Apue Note - File I/O

Notes of APUE

Most file I/O can be performed using only five functions: open, read, write, lseek, and close. Unbuffered IO means that each read or write invokes a system call in the kernel. These unbuffered I/O functions are not part of ISO C, but are part of POSIX.1.

File Descriptors

To the kernel, all open files are referred to by file descriptors - non-negative integer. When we open an existing file or create a new file, the kernel returns a file descriptor to the process.

open/creat Functions

#include <fcntl.h>
int open(const char *path, int oflag, ... /* mode_t mode */ );
int creat(const char *path, mode_t mode);
/* Both return: file descriptor if OK, −1 on error */

Note that creat is equivalent to

open(path, O_WRONLY | O_CREAT | O_TRUNC, mode);

close function

When a process terminates, all of its open files are closed automatically by the kernel.

lseek Function

Because a successful call to lseek returns the new file offset, we can seek zero bytes from the current position to determine the current offset:

off_t    currpos;
currpos = lseek(fd, 0, SEEK_CUR);

This technique can also be used to determine if a file is capable of seeking. If the file descriptor refers to a pipe, FIFO, or socket, lseek sets errno to ESPIPE and returns −1.

#include <stdio.h>
#include <unistd.h>

int
main(void) {
    if (lseek(STDIN_FILENO, 0, SEEK_CUR) == -1) {
        printf("cannot seek\n");
    } else {
        printf("seek ok\n");
    }
}

Test:

$ ./a.out < /etc/passwd
seek OK
$ cat < /etc/passwd | ./a.out
cannot seek

Copy a file - using only read and write

#include <stdio.h>
#include <unistd.h>

#define BUFFSIZE 4096

int
main(void) {
    int n;
    char buf[BUFFSIZE];
    while ((n = read(0, buf, BUFFSIZE)) > 0) {
        write(1, buf, n);
    }
}

Test:

$ cc 03-03-copy.c
$ ./a.out < foo.txt > bar.txt

Changing BUFFSIZE in it can test IO efficiency. From 1 byte to 512k bytes. We found from 1024, the timing are quite the same.

Atomic Operations

The UNIX System provides an atomic way to do this operation if we set the O_APPEND flag when a file is opened. As we described in the previous section, this causes the kernel to position the file to its current end of file before each write. We no longer have to call lseek before each write.

See pread and pwrite Functions.

dup and dup2 Functions

The call dup(fd); is equivalent to fcntl(fd, F_DUPFD, 0);. Similarly, the call dup2(fd, fd2); is equivalent to close(fd2); fcntl(fd, F_DUPFD, fd2);.

dup2 is an atomic operation, whereas the alternate form involves two function calls.

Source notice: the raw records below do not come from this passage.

PR #540, opened 2026-07-02
feat(runsheet): native viewer parity — links, live highlight, collapsible sections

lilseyi:
## What

Brings the **read-only native run sheet** (`NativeRunSheetView.tsx`) up to feature parity with the PCO run sheet viewer (`RunSheetScreen.tsx`) by porting four patterns that already exist in the PCO renderer:

1. **Rendered / tappable links** inside item `description` and `notes[].content` — URLs become rich `LinkPreviewCard`s (or an inline Dropbox video card), text stays selectable.
2. **Live "current item" highlight** — a clock ticks every 30s; the item whose `[start, start + durationSec)` window contains `now` gets a yellow background (`#FFF9E6` / dark `#2a2700`) and an amber left border (`#D4A017`).
3. **Collapsible section headers** — `type === "header"` rows fold the rows beneath them (positional association within a segment). Collapsed state is persisted to `AsyncStorage` under `runsheet_collapsed_${groupId}`, matching the PCO viewer.
4. **Expandable rows** — description/notes reveal on tap via a chevron.

## How it differs from PCO

PCO items carry a stored `startsAt`; native `eventItems` do **not**. Clock times are computed client-side from `durationSec` cascading via the existing `computeSegmentedClockTimes` util, and the live-highlight window is derived from those computed times.

## Shared util (no duplication)

To avoid copy-pasting the URL/preview logic (per CLAUDE.md "remove, don't deprecate"), the link-rendering helpers were extracted from `RunSheetScreen.tsx` into a new shared util **`apps/mobile/features/leader-tools/utils/runSheetLinks.tsx`** (`renderTextWithLinks`, `SelectableText`, the Dropbox video card, and the rich preview). Both the PCO and native viewers now import from it. The PCO refactor is behavior-preserving.

## Scope

- Frontend only. **No backend or schema changes.**
- Editable grid (`RunSheetScreen.tsx` in `features/scheduling`) is intentionally out of scope — read-only viewer only.

## Verification

- `tsc --noEmit` on the mobile app: no new type errors from these files. (The repo-wide pre-existing `@togather/shared` module-resolution error appears because the workspace package isn't linked in this environment; it is unchanged by this PR and hits ~100 files.)
- Could not drive the simulator; no visual verification was performed.


apps/mobile/features/leader-tools/components/NativeRunSheetView.tsx
```diff
@@ -366,37 +462,99 @@ function PlanRunSheet({
...
           </Text>
         ) : null}
-      </View>
+      </Pressable>
     );
   }
 
+  const hasNotes = item.notes.length > 0;
+  const hasDescription = !!item.description && item.description.trim().length > 0;
+  const hasExpandableContent = hasDescription || hasNotes;
```
lilseyi, line 551: **[medium · UX regression] Description + notes are now fully hidden until you tap the row — with no collapsed preview.**

Two things to weigh:

1. **Regression vs. the previous native behavior.** Before this PR, `NativeRunSheetView` rendered `item.description` and every note *always* (see the removed `{item.description ? …}` / `item.notes.map(…)` block). Now nothing shows until each row is individually expanded (`expandedItemIds` starts empty). For an at-a-glance run sheet, role cues and notes are exactly what a server needs to skim without tapping every row.

2. **It is also *not* at parity with the PCO viewer it is mirroring.** `RunSheetScreen.tsx` shows a collapsed **preview** when `!isExpanded` — `hasNotes && !isExpanded` renders a `numberOfLines={2}` note teaser ("N role notes" / first note), and a one-line inline description for time-range titles. This native version drops that teaser entirely, so it is strictly less informative than PCO when collapsed.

sync, fsync, and fdatasync Functions

Traditional implementations of the UNIX System have a buffer cache or page cache in the kernel through which most disk I/O passes. When we write data to a file, the data is normally copied by the kernel into one of its buffers and queued for writing to disk at some later time. This is called delayed write.

fcntl Function

The fcntl function can change the properties of a file that is already open.

#include <stdio.h>
#include <stdlib.h>
#include <unistd.h>
#include <fcntl.h>

int
main(int argc, char *argv[])
{
    int val;
    if (argc != 2)
        printf("usage: a.out <descriptor#>\n");
    val = fcntl(atoi(argv[1]), F_GETFL, 0);
    switch (val & O_ACCMODE) {
        case O_RDONLY:
            printf("read only");
            break;
        case O_WRONLY:
            printf("write only");
            break;
        case O_RDWR:
            printf("read write");
            break;
        default:
            printf("unknown access mode\n");
    }
    if (val & O_APPEND)
        printf(", append");
    if (val & O_NONBLOCK)
        printf(", nonblocking");
    if (val & O_SYNC)
        printf(", synchronous writes");
#if !defined(_POSIX_C_SOURCE) && defined(O_FSYNC) && (O_FSYNC != O_SYNC)
    if (val & O_FSYNC)
        printf(", synchronous writes");
#endif
    putchar('\n');
    exit(0);
}

Test:

$ cc 03-04-fcntl.c
$ ./a.out 0 < /dev/tty
read only
$ ./a.out 1 > temp.foo
$ cat temp.foo
write only

ioctl Function

The ioctl function has always been the catchall for I/O operations. Anything that couldn’t be expressed using one of the other functions in this chapter usually ended up being specified with an ioctl. Terminal I/O was the biggest user of this function.

/dev/fd

Newer systems provide a directory named /dev/fd whose entries are files named 0, 1, 2, and so on. Opening the file /dev/fd/n is equivalent to duplicating descriptor n, assuming that descriptor n is open.